Hey Yang, thanks for taking the time to review .. and ..  welcome back :)

Sorry to do this to you, but while responding to you on another thread
I realized an issue below:

> A further comment below...
>
> >
> > ---
> >  mm/huge_memory.c | 17 ++++++++++-------
> >  1 file changed, 10 insertions(+), 7 deletions(-)
> >
> > diff --git a/mm/huge_memory.c b/mm/huge_memory.c
> > index eb3678360b97..cd379b2c077b 100644
> > --- a/mm/huge_memory.c
> > +++ b/mm/huge_memory.c
> > @@ -96,11 +96,11 @@ bool hugepage_vma_check(struct vm_area_struct *vma, unsigned long vm_flags,
> >                 return in_pf;
> >
> >         /*
> > -        * Special VMA and hugetlb VMA.
> > +        * khugepaged special VMA and hugetlb VMA.
> >          * Must be checked after dax since some dax mappings may have
> >          * VM_MIXEDMAP set.
> >          */
> > -       if (vm_flags & VM_NO_KHUGEPAGED)
> > +       if (!in_pf && !smaps && (vm_flags & VM_NO_KHUGEPAGED))
>
> I'm wondering whether we shall remove VM_MIXEDMAP from
> VM_NO_KHUGEPAGED or not if that kind VMAs are huge page applicable for
> some usecases. The downside may be some CPU time waste on the
> VM_MIXEDMAP area which has PFN instead of struct page, but it should
> be ok. Anything else did I miss? Just back from a long vacation, my
> brain is still not running in full speed yet.

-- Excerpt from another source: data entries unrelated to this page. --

PR #416, opened 2018-01-17
Block access to cloud metadata endpoints by default

### LINKED ISSUE #407: Block access to cloud metadata endpoint by default
Currently, we expect users to do extra steps to secure their clusters from users accessing the cloud metadata endpoints (https://zero-to-jupyterhub.readthedocs.io/en/v0.5-doc/security.html#audit-cloud-metadata-server-security). IMO, we should instead do that by default and allow users to opt out of it. Most users won't actually be doing the blocking right now, and run insecure clusters...

yuvipanda:
Uses an iptables block to block access to the cloud metadata
ip used by the most common cloud providers (Google, AWS, Azure).
This is enabled by default so we can be secure by default.

Fixes #407 

TODO:

- [x] Pre-pull this image too
- [x] Fixup security docs to refer to this

### DIFF
--- a/images/hub/jupyterhub_config.py
+++ b/images/hub/jupyterhub_config.py
@@ -1,6 +1,7 @@
 import os
 import glob
 from tornado.httpclient import AsyncHTTPClient
+from kubernetes import client
 
 from z2jh import get_config, get_secret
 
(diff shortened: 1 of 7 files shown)


images/hub/jupyterhub_config.py
```diff
@@ -104,7 +105,7 @@
 
 init_containers = get_config('singleuser.init-containers')
 if init_containers:
-    c.KubeSpawner.singleuser_init_containers = init_containers
+    c.KubeSpawner.singleuser_init_containers += init_containers
```
Carreau: Does that work on traitlets ?

minrk: `list_trait.extend(other_list)` explicitly works. If `+=` calls extend, this is fine. I'm not sure if that's explicit/official, though so might be reliant on an unguaranteed implementation detail. Switching this to .extend would make me more comfortable.

yuvipanda:
w00t, tyvm @Carreau!

PR #417, opened 2018-01-17
Fixup z2jh module for py3.6 switch

yuvipanda:


yuvipanda:
Incorporated into #419 since both commits are needed together to fix travis failures.

PR #418, opened 2018-01-17
Add pre-puller content to docs

willingc:
Follow up to #399

### DIFF
--- a/doc/source/advanced.md
+++ b/doc/source/advanced.md
@@ -1,7 +1,14 @@
 # Advanced Topics
 
 This page contains a grab bag of various useful topics that don't have an easy
-home elsewhere. Most people setting up JupyterHubs on popular public clouds
+home elsewhere:
+
+- Ingress
+- Arbitrary code in `jupyterhub_config.py`
+- Picking a Scheduler Strategy
+- ## Pre-pulling Images for Faster Startup
+
+Most people setting up JupyterHubs on popular public clouds
 should not have to use any of this information, but it is essential for more
 complex installations.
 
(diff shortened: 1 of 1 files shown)


doc/source/advanced.md
```diff
@@ -1,7 +1,14 @@
 # Advanced Topics
 
 This page contains a grab bag of various useful topics that don't have an easy
-home elsewhere. Most people setting up JupyterHubs on popular public clouds
+home elsewhere:
+
+- Ingress
```
choldgraf: Here could we just use:

```
.. contents::
   :local:
   :depth: 1
```
?

choldgraf: (that way it'd auto-update and also add links to the sections)

yuvipanda: This is recommonmark, not sure it supports it?

yuvipanda:
Thanks, @willingc! Going to  merge this despite travis failures (#419 to address travis failures)

doc/source/advanced.md
willingc: @choldgraf I couldn't get this to work using recommonmark. If you can, please do :-)

choldgraf: I just gave it a shot and couldn't get it to work either. I have a feeling it's a bug in recommonmark :-/

willingc: I did some investigation the other day for the JupyterLab folks re: recommonmark and it hasn't had a release since last May. There are some issues with compatibility and other things. We may need to fix recommonmark :( at some point or look at a docutils/sphinx solution. For now, it seems fine if we don't get fancy. @choldraf :(

PR #423, opened 2018-01-18
improving user culling docs

choldgraf:
Documentation on user culling behavior.

### DIFF
--- a/doc/source/user-management.md
+++ b/doc/source/user-management.md
@@ -9,7 +9,8 @@ for a period of time. This helps free up computational resources and keeps
 costs down if you are using an autoscaling cluster.
 When these users navigate back to your JupyterHub, they will
 have to start their server again, and the state of their previous session
-will be lost. This is known as "culling".
+(variables they've created, any in-memory data, etc)
+will be lost. This is known as *culling*.
 
 ```eval_rst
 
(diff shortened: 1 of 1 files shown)


doc/source/user-management.md
```diff
@@ -3,6 +3,51 @@
 This section describes management of users and their
 permissions on JupyterHub.
 
+## Culling user pods
+JupyterHub will automatically delete any user pods that have no activity
+for a period of time. This helps free up computational resources and keeps
+costs down if you are using an autoscaling cluster.
+When these users navigate back to your JupyterHub, they will
+have to start their server again, and the state of their previous session
```
yuvipanda: Should we explain what is 'state' here?

doc/source/user-management.md
```diff
@@ -3,6 +3,51 @@
...
+will be lost. This is known as "culling".
```
yuvipanda: culling should be bold or italics?

doc/source/user-management.md
```diff
@@ -3,6 +3,51 @@
...
+
+```eval_rst
+
+.. note::
```
yuvipanda: Is there a reason this is a ..note rather than just a paragraph?

choldgraf: to me the paragraph about inactivity is *related* to culling but kind of breaks the flow of the culling configuration instructions. It feels like an aside, which is why I made it a note.

choldgraf:
comments addressed!

PR #1418, opened 2019-09-19
Add load balancer access restrictions

GergelyKalmar:
An extended implementation of pull request #1417.


GergelyKalmar:
Hm, this test looks flaky. It seems to fail even when I'm removing my changes. Am I missing something?

GergelyKalmar:
@consideRatio Would you mind reviewing / merging sometime this suggestion for resolving #1253? Thank you very much!

itssimon:
@consideRatio any chance you could merge this please?

betatim:
Looks good to me.

One question for my education: do you know how this interacts with using an nginx-ingress? In that case all the proxy related services are of type `ClusterIP`. Maybe a comment in the docs that this won't (I think) work if you are using a different service type.

Another thing to double check/agree on is if other config options in this chart prefer empty defaults to signal that something isn't configured instead of setting it to `0.0.0.0/0`. I somehow prefer that but happy to go with what ever the rest of the chart does.

itssimon:
@betatim the loadBalancerSourceRanges has no effect if the service type is not LoadBalancer. Probably worth mentioning that in the docs, even though the name already suggests it.

For reference: https://kubernetes.io/docs/tasks/access-application-cluster/configure-cloud-provider-firewall/#restrict-access-for-loadbalancer-service

GergelyKalmar:
Thank you @betatim and @consideRatio for the feedback!

I thought about not introducing a default value but wouldn't that produce some surprising behavior? In particular, if someone sets this configuration value and later removes it in their values file, will that not leave the service and the loadBalancerSourceRanges unchanged without the default?

As a user I would prefer that in cases when the value is not set in the values file the configuration reverts to the original default, that is, being open. Or perhaps I'm misunderstanding how upgrades work?

manics:
Helm and K8s _should_ be fully declarative, try `helm template ... ` and/or `kubectl get ... -o yaml` to spit out the YAML so you can verify for yourself

consideRatio:
I didnt fully understand your question, but to conclude my understanding and opinion briefly from a mobile:

Ive had past issues with the service objects when using helm and changing their type. These issues related to removing previously rendered fields like nodePort on a servicetype that is changed to clusterIP service type.

To avoid potential ssuea like that, i suggest that our helm templates, especially on this service object with fields related to its type that can change, only explicitlly let our helm template render those fields if they serve a purpose. As the defualt is to accept all sourceRanges, then there is no need to add 0.0.0.0/0 as a explicit default but instead leave it as a implicit default by omitting it. Because it isnt a required field, and does that by default, right?

I lack full understanding and my caution to render something additional than needed is mostly a way to avoid issues that could pop up when changing the service type to a clusterip - something we may do when starting to use cert-manager for example

consideRatio:
So what i suggest to change is: Add one more condition to render the loadBalancerSourcesRanges relating to actually having a non-empty list provided, and make the default an empty list

GergelyKalmar:
@consideRatio Okay, I'll probably have some time on the weekend, can try to explore this further and check if it works as intended.

consideRatio:
Thanks @GergelyKalmar, this looks good to me! Could you rebase on master to resolve the merge conflicts?

GergelyKalmar:
@consideRatio Well this did take a little longer than planned but I got to it eventually...

consideRatio:
Thank you for your work on this @GergelyKalmar ! :heart: :tada:

PR #1426, opened 2019-09-27
Added the ability to use an existing/shared imge pull secret

LaurentGoderre:
This enables using pull secrets in a way that is more consistent with other helm charts.


minrk:
Thanks!

PR #1453, opened 2019-10-19
Use helm 2.15.1

consideRatio:
Helm 2.15.0 stopped using extensions/v1beta1 for tiller, which was
required for installation on k8s 1.16 as we have testing for. So now we
don't have to maintain a separate Helm version for k8s 1.16 tests.


consideRatio:
I debugged this locally, and conclude that the error on running `helm upgrade` to install something fails, but if you run the command again it works... I did not find any error in the logs, and `--debug` didn't help me much.

consideRatio:
Fixed in Helm 2.15.1 I think:
https://github.com/helm/helm/commit/41a697ed10ca21ec0d97e4b3bf7726e14c4957cc

PR #1454, opened 2019-10-22
Bump python-kubernetes to 9.0.*

clkao:
It seems the V1PodSpec in 8.0 does not support enableServiceLinks in case we want to disable it.

### DIFF
--- a/images/hub/requirements.txt
+++ b/images/hub/requirements.txt
@@ -5,7 +5,7 @@ jupyterhub-tmpauthenticator==0.6
 jupyterhub-ltiauthenticator==0.3
 jupyterhub-ldapauthenticator==1.2.2
 jupyterhub-kubespawner==0.10.1
-kubernetes==8.0.*
+kubernetes==9.0.*
 nullauthenticator==1.0
 oauthenticator==0.8.2
 pymysql==0.9.2


consideRatio:
Thanks for the PR! This LGTM.

According to the python-kubernetes compatebility matrix, version 8 match with k8s 1.12's k8s API, 9 with 1.13, and 10 with 1.14. Do we perhaps want to bump it to version 10? What is your take on that @clkao ?

https://github.com/kubernetes-client/python#compatibility

manics:
K8s 1.16 is out which means the oldest supported version is 1.14 which justifies moving to 10. On the other hand there are always deployments which lag behind so this would force a K8S upgrade.

Are there any other benefits of moving to 10?

consideRatio:
> On the other hand there are always deployments which lag behind so this would force a K8S upgrade.

Hmmm, i think the usage of certain python-kubernetes is equivalent to the usage of certain `kubectl` versions. As you can see from my own `kubectl`, I work with a very new version but with an older cluster, and that is fine, so I think it does not force any upgrades.

```
Client Version: version.Info{Major:"1", Minor:"16", GitVersion:"v1.16.2", GitCommit:"c97fe5036ef3df2967d086711e6c0c405941e14b", GitTreeState:"clean", BuildDate:"2019-10-17T17:16:09Z", GoVersion:"go1.12.10", Compiler:"gc", Platform:"linux/amd64"}
Server Version: version.Info{Major:"1", Minor:"13+", GitVersion:"v1.13.7-gke.24", GitCommit:"2ce02ef1754a457ba464ab87dba9090d90cf0468", GitTreeState:"clean", BuildDate:"2019-08-12T22:05:28Z", GoVersion:"go1.11.5b4", Compiler:"gc", Platform:"linux/amd64"}
```

betatim:
The GKE cluster for mybinder.org is still on 1.13 but could be upgraded to 1.14. It seems like that is the newest version you can go to (for the k8s master). I'd vote for only increasing the minimum required version of something if we need to in order to fix a bug or get a feature that is needed vs updating because we can as that causes work for people with no benefit (which tends to make people unhappy ;) )

PR #1470, opened 2019-11-04
Fix single-user storage section

Nelvarion:
pvcNameTemplate and volumeNameTemplate under the singleuser.storage section we're missing quotation marks around the values, causing Helm to ignore the entire section.


consideRatio:
Thanks for your PR @Nelvarion, I tried to verify if this made any difference as I didn't think so, and I conclude it doesn't from using `helm template` on a isolated micro example.

If you experience this section to be ignored, I don't believe this is the reason, it could be for another reason though. Perhaps you could open up an issue and describe what you have observed?

Issue #1464, opened 2019-10-29
Putting z2jh.py next to jupyterhub_config.py in the hub image


consideRatio:
@mrow4a came with excellent input and a concrete suggestion in https://github.com/jupyterhub/zero-to-jupyterhub-k8s/pull/1407#issuecomment-538936442 on how to make the ability to customize the hub image more reliable. I like this proposal, it just needs to be implemented.

You are very welcome to contribute with the implementation as well @mrow4a! :sunflower:

mrow4a:
Yes, I will have a look next days.

mkjpryor-stfc:
+1

Putting `z2jh.py` in the `WORKDIR` is important when the hub image in use does not use the exact same OS and Python version as the reference implementation. At the moment, if you are not using Python 3.6 with `dist-packages` under `/usr/local/lib`, `z2jh.py` cannot be found!

PR #1478, opened 2019-11-12
[1464] Move z2jh.py to python and distribution agnostic path

mrow4a:
Path `/usr/local/lib/python3.6/dist-packages` binds chart to Ubuntu-like distribution and Python 3.6 docker images.

Currently, configuration script is placed in `/etc/jupyterhub/jupyterhub_config.py` and JupyterHub execs it.

```
jupyterhub
--config /etc/jupyterhub/jupyterhub_config.py
...
```

Thus, it is not enough that `z2jh.py` is in `/etc/jupyterhub/` as it is not from where the python config is executed. Thus, the optimal solution could be to add the script to `PYTHONPATH` to container spec.

Closes https://github.com/jupyterhub/zero-to-jupyterhub-k8s/issues/1464
@consideRatio @mkjpryor-stfc

### DIFF
--- a/jupyterhub/files/hub/jupyterhub_config.py
+++ b/jupyterhub/files/hub/jupyterhub_config.py
@@ -6,6 +6,10 @@ from tornado.httpclient import AsyncHTTPClient
 from kubernetes import client
 from jupyterhub.utils import url_path_join
 
+# Make sure that modules placed in the same directory as the jupyterhub config are added to the pythonpath
+configuration_directory = os.path.dirname(os.path.realpath(__file__))
+sys.path.insert(0, configuration_directory)
+
 from z2jh import get_config, set_config_if_not_none
 
 # Configure JupyterHub to use the curl backend for making HTTP requests,
--- a/jupyterhub/templates/hub/deployment.yaml
+++ b/jupyterhub/templates/hub/deployment.yaml
@@ -106,7 +106,7 @@ spec:
             - mountPath: /etc/jupyterhub/jupyterhub_config.py
               subPath: jupyterhub_config.py
               name: config
-            - mountPath: /usr/local/lib/python3.6/dist-packages/z2jh.py
+            - mountPath: /etc/jupyterhub/z2jh.py
               subPath: z2jh.py
               name: config
             - mountPath: /etc/jupyterhub/cull_idle_servers.py


manics:
This potentially overrides a `PYTHONPATH` set by the user.

Since this is mostly internal to the image how about insert `/etc/jupyterhub/` to `sys.path`, e.g. in `jupyterhub_config.py`
```
import sys
sys.path.insert(0, '/etc/jupyterhub')
from z2jh import get_config, set_config_if_not_none
```
(I haven't tested this)

mrow4a:
@manics how would you define PYTHONPATH for the container before env is set for the container?  

If you set PYTHONPATH before container starts (as part of container ENV definition like in this PR), all other operations in entrypoint will just append to that PYTHONPATH. If you have some custom PYTHONPATH, you probably would do it as part of entrypoint (which will append to PYTHONPATH), but firstly defined is PYTHONPATH container env. Am I right?

manics:
It could be set with `hub.extraEnv`: https://github.com/jupyterhub/zero-to-jupyterhub-k8s/blob/5eb48bc3b0c2dcdc8cf7387fc5a53638aa2e0f2a/jupyterhub/templates/hub/deployment.yaml#L181

jupyterhub/templates/hub/deployment.yaml
```diff
@@ -106,7 +106,7 @@ spec:
             - mountPath: /etc/jupyterhub/jupyterhub_config.py
               subPath: jupyterhub_config.py
               name: config
-            - mountPath: /usr/local/lib/python3.6/dist-packages/z2jh.py
+            - mountPath: /etc/jupyterhub/z2jh/z2jh.py
```
consideRatio: Let's put in directly in /etc/jupyterhub alongside the cull script and jupyterhub_config.py etc.

```suggestion
            - mountPath: /etc/jupyterhub/z2jh.py
```

jupyterhub/templates/hub/deployment.yaml
```diff
@@ -136,6 +136,8 @@ spec:
             # Don't allow any process to execute as root inside the container
             allowPrivilegeEscalation: false
           env:
+            - name: PYTHONPATH
+              value: /etc/jupyterhub/z2jh
```
consideRatio:
```suggestion
              value: /etc/jupyterhub
```

manics:
Expanding on my rationale: I think of `PYTHONPATH` as a last resort for users when there's no other way of configuring Python other than completely rebuilding the image, so where possible I think we should keep this option open to them (in all projects, not just this one).

mrow4a:
@consideRatio @manics I took an approach of `sys.insert`. To me it looks clean - all modules belonging to the configuration script should be in the directory where configuration script is.

jupyterhub/files/hub/jupyterhub_config.py
```diff
@@ -6,6 +6,10 @@
 from kubernetes import client
 from jupyterhub.utils import url_path_join
 
+# Make sure that modules placed in the same directory as the jupyterhub config are added to the pythonpath
+configuration_directory = os.path.dirname(os.path.realpath(__file__))
+sys.path.insert(0, configuration_directory)
```
manics: I like it!

One thing I'm not sure about, @consideratio may know better: k8s may symlink config files into place, is there any situation where the real parent directories of this file and z2jh.py would be different?

consideRatio: I don't know, I think though that if this works for the TravisCI test pipeline, than I think it is robust enough as it worked in that k8s setup at least.

consideRatio:
This LGTM! Want to merge @manics ? :)

jupyterhub/files/hub/jupyterhub_config.py
mrow4a: @manics if you mount it like
```
- mountPath: /etc/jupyterhub/z2jh.py
   subPath: z2jh.py
   name: config
```

the file is regular file, not a symlink. Symlink happens only in case of mounting secrets as a directory, which in z2jh chart is not possible to do into `/etc/jupyterhub`.
```
- mountPath: /etc/jupyterhub/config/
  name: config
```

mrow4a: Anyways even if this would be moved to ConfigMap directory, the directory there is still a directory as https://docs.python.org/2/library/os.path.html#os.path.realpath ignores symlinks

```
$ root@hub-755dbdc69c-tt7r4:/srv/jupyterhub# python -c "import os;print(os.path.realpath('/etc/jupyterhub/config/z2jh.py'))"
/etc/jupyterhub/config/..2019_11_13_14_20_12.271060545/z2jh.py
```

manics:
Thanks @mrow4a!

I was thinking about the same thing, and had originally intended to
raise that question here -- but thought it better to stick with the
immediate issue. Ironically, we've gone off on both a THPeligible
tangent and another about faulting file-backed memory.

But ya, AFAIU, there is no technical reason why collapse can't act on
VM_MIXEDMAP, as long as all the pages it finds are vm_normal() pages.
I don't know enough about the possible use cases here though, and
whether this is the best memory to be allocating precious hugepages
to. You also raise a good point about cpu usage, since there may be a
greater chance of failing late in scan due finding a PFN-only mapping.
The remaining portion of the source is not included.